PR #480, opened 2019-04-03
Skip dotnet tools

wli3:
[Packaged shim](https://github.com/dotnet/cli/blob/master/Documentation/general/signing-global-tool-packages.md) has PackageVersion
embedded. Repack a dotnet tool will create an invalid package.


wli3:
@tmat for review

src/NuGetRepack/Common/NuGetVersionUpdater.cs
```diff
@@ -215,6 +228,13 @@ private static void LoadPackages(IEnumerable<string> packagePaths, Dictionary<st
                         }
                     }
 
+                    if (isDotnetTool)
```
wli3: It will has some waste compute but the alternative of break 2 layer of look is goto...

src/NuGetRepack/Common/NuGetVersionUpdater.cs
```diff
@@ -163,6 +164,16 @@ private static void LoadPackages(IEnumerable<string> packagePaths, Dictionary<st
...
 
+                            if (packageVersionStr == null)
+                            {
+                                throw new InvalidDataException($"'{packagePath}' has invalid nuspec: missing 'version' element");
+                            }
+
+                            if (packageVersionStr == null)
+                            {
+                                throw new InvalidDataException($"'{packagePath}' has invalid nuspec: missing 'version' element");
+                            }
```
tmat: These seem to be duplicated?

src/NuGetRepack/Common/NuGetVersionUpdater.cs
```diff
@@ -250,6 +270,25 @@ private static void LoadPackages(IEnumerable<string> packagePaths, Dictionary<st
...
+        private static bool IsDotnetTool(string nuspecXmlns, XElement metadata)
+        {
+            var packageTypesElement = metadata.Element(XName.Get("packageTypes", nuspecXmlns));
+            if (packageTypesElement != null)
+            {
+                foreach (var packageType in packageTypesElement.Elements(XName.Get("packageType", nuspecXmlns)) ?? Array.Empty<XElement>())
+                {
+                    var name = packageType.Attribute("name");
+
+                    if (name != null && name.Value != null && string.Equals(name.Value, "DotnetTool", StringComparison.OrdinalIgnoreCase))
```
tmat: >name != null && name.Value != null && string.Equals(name.Value [](start = 24, length = 62)

Nit: Can be simplified to `string.Equals(name?.Value, "DotnetTool", StringComparison.OrdinalIgnoreCase)`.

tmat:
Looks good module couple of details.

src/NuGetRepack/Common/NuGetVersionUpdater.cs
wli3: oops, removed

src/NuGetRepack/Common/NuGetVersionUpdater.cs
wli3: Used suggested

wli3:
I don't have the access to merge, please help me merge it when you think it is good

PR #481, opened 2019-04-04
Add an extra message to generated PRs created from manual runs

RikkiGibson:


RikkiGibson:
Will probably merge after the snap out of an abundance of caution.

PR #491, opened 2019-04-24
Remove dev16.1-preview2 from Roslyn github codeflow

dpoeschl:


dpoeschl:
FYI @jasonmalinowski

src/AzureFunctionPackage/Functions/Common/config.xml
```diff
@@ -3,22 +3,19 @@
     <!-- Roslyn branches (non-vs-deps) (flowing between releases) -->
     <merge from="dev15.0.x" to="dev15.9.x" />
     <merge from="dev15.9.x" to="dev16.0" />
-    <merge from="dev16.0" to="dev16.1-preview2" />
-    <merge from="dev16.1-preview2" to="dev16.1" />
```
jasonmalinowski: If we take any Preview 2 hotfixes we'll just do it manually?

dpoeschl: I think that will be fine, yes.

PR #501, opened 2019-05-06
Send both base and head shas when merging

JoeRobich:
GitHub V3 API expects both head and base shas https://developer.github.com/v3/repos/merging/#input


JoeRobich:
Seems I was looking at the wrong documentation. The current code is correct https://developer.github.com/v3/pulls/#merge-a-pull-request-merge-button

PR #507, opened 2019-05-10
Add testimpact repo branches

shyamnamboodiripad:


src/AzureFunctionPackage/Functions/Common/VstsPrConfig.xml
```diff
@@ -1,8 +1,7 @@
 <config>
   <repo name="VSUnitTesting">
-    <merge from="dev15.9.x" to="master" />
-    <merge from="dev16.0-preview1" to="master" />
-    <merge from="dev16.0-preview2" to="master" />
-    <merge from="dev16.0.x" to="master" />
+    <merge from="dev15.9.x" to="dev16.0.x" />
```
AbhitejJohn: The to on all of these should ideally be master so its a conscious choice when we decide to ship service updates to already released branches.

shyamnamboodiripad: I just copy pasted the pattern that all other repos were following... Why isn't that the case for Roslyn, F# etc.?

PR #515, opened 2019-06-03
Roslyn - No need to create insertion PRs for rel/d16.2

JoeRobich:


JoeRobich:
> this is because all insertions will be via manual dummy PRs that get overwritten right?

@RikkiGibson That's right.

- - - - - - -

Your assignment ::
Retype all of the material. Each line must match exactly.

Task solution ::
PR #480, opened 2019-04-03
Skip dotnet tools

wli3:
[Packaged shim](https://github.com/dotnet/cli/blob/master/Documentation/general/signing-global-tool-packages.md) has PackageVersion
embedded. Repack a dotnet tool will create an invalid package.


wli3:
@tmat for review

src/NuGetRepack/Common/NuGetVersionUpdater.cs
```diff
@@ -215,6 +228,13 @@ private static void LoadPackages(IEnumerable<string> packagePaths, Dictionary<st
                         }
                     }
 
+                    if (isDotnetTool)
```
wli3: It will has some waste compute but the alternative of break 2 layer of look is goto...

src/NuGetRepack/Common/NuGetVersionUpdater.cs
```diff
@@ -163,6 +164,16 @@ private static void LoadPackages(IEnumerable<string> packagePaths, Dictionary<st
...
 
+                            if (packageVersionStr == null)
+                            {
+                                throw new InvalidDataException($"'{packagePath}' has invalid nuspec: missing 'version' element");
+                            }
+
+                            if (packageVersionStr == null)
+                            {
+                                throw new InvalidDataException($"'{packagePath}' has invalid nuspec: missing 'version' element");
+                            }
```
tmat: These seem to be duplicated?

src/NuGetRepack/Common/NuGetVersionUpdater.cs
```diff
@@ -250,6 +270,25 @@ private static void LoadPackages(IEnumerable<string> packagePaths, Dictionary<st
...
+        private static bool IsDotnetTool(string nuspecXmlns, XElement metadata)
+        {
+            var packageTypesElement = metadata.Element(XName.Get("packageTypes", nuspecXmlns));
+            if (packageTypesElement != null)
+            {
+                foreach (var packageType in packageTypesElement.Elements(XName.Get("packageType", nuspecXmlns)) ?? Array.Empty<XElement>())
+                {
+                    var name = packageType.Attribute("name");
+
+                    if (name != null && name.Value != null && string.Equals(name.Value, "DotnetTool", StringComparison.OrdinalIgnoreCase))
```
tmat: >name != null && name.Value != null && string.Equals(name.Value [](start = 24, length = 62)

Nit: Can be simplified to `string.Equals(name?.Value, "DotnetTool", StringComparison.OrdinalIgnoreCase)`.

tmat:
Looks good module couple of details.

src/NuGetRepack/Common/NuGetVersionUpdater.cs
wli3: oops, removed

src/NuGetRepack/Common/NuGetVersionUpdater.cs
wli3: Used suggested

wli3:
I don't have the access to merge, please help me merge it when you think it is good

PR #481, opened 2019-04-04
Add an extra message to generated PRs created from manual runs

RikkiGibson:


RikkiGibson:
Will probably merge after the snap out of an abundance of caution.

PR #491, opened 2019-04-24
Remove dev16.1-preview2 from Roslyn github codeflow

dpoeschl:


dpoeschl:
FYI @jasonmalinowski

src/AzureFunctionPackage/Functions/Common/config.xml
```diff
@@ -3,22 +3,19 @@
     <!-- Roslyn branches (non-vs-deps) (flowing between releases) -->
     <merge from="dev15.0.x" to="dev15.9.x" />
     <merge from="dev15.9.x" to="dev16.0" />
-    <merge from="dev16.0" to="dev16.1-preview2" />
-    <merge from="dev16.1-preview2" to="dev16.1" />
```
jasonmalinowski: If we take any Preview 2 hotfixes we'll just do it manually?

dpoeschl: I think that will be fine, yes.

PR #501, opened 2019-05-06
Send both base and head shas when merging

JoeRobich:
GitHub V3 API expects both head and base shas https://developer.github.com/v3/repos/merging/#input


JoeRobich:
Seems I was looking at the wrong documentation. The current code is correct https://developer.github.com/v3/pulls/#merge-a-pull-request-merge-button

PR #507, opened 2019-05-10
Add testimpact repo branches

shyamnamboodiripad:


src/AzureFunctionPackage/Functions/Common/VstsPrConfig.xml
```diff
@@ -1,8 +1,7 @@
 <config>
   <repo name="VSUnitTesting">
-    <merge from="dev15.9.x" to="master" />
-    <merge from="dev16.0-preview1" to="master" />
-    <merge from="dev16.0-preview2" to="master" />
-    <merge from="dev16.0.x" to="master" />
+    <merge from="dev15.9.x" to="dev16.0.x" />
```
AbhitejJohn: The to on all of these should ideally be master so its a conscious choice when we decide to ship service updates to already released branches.

shyamnamboodiripad: I just copy pasted the pattern that all other repos were following... Why isn't that the case for Roslyn, F# etc.?

PR #515, opened 2019-06-03
Roslyn - No need to create insertion PRs for rel/d16.2

JoeRobich:


JoeRobich:
> this is because all insertions will be via manual dummy PRs that get overwritten right?

@RikkiGibson That's right.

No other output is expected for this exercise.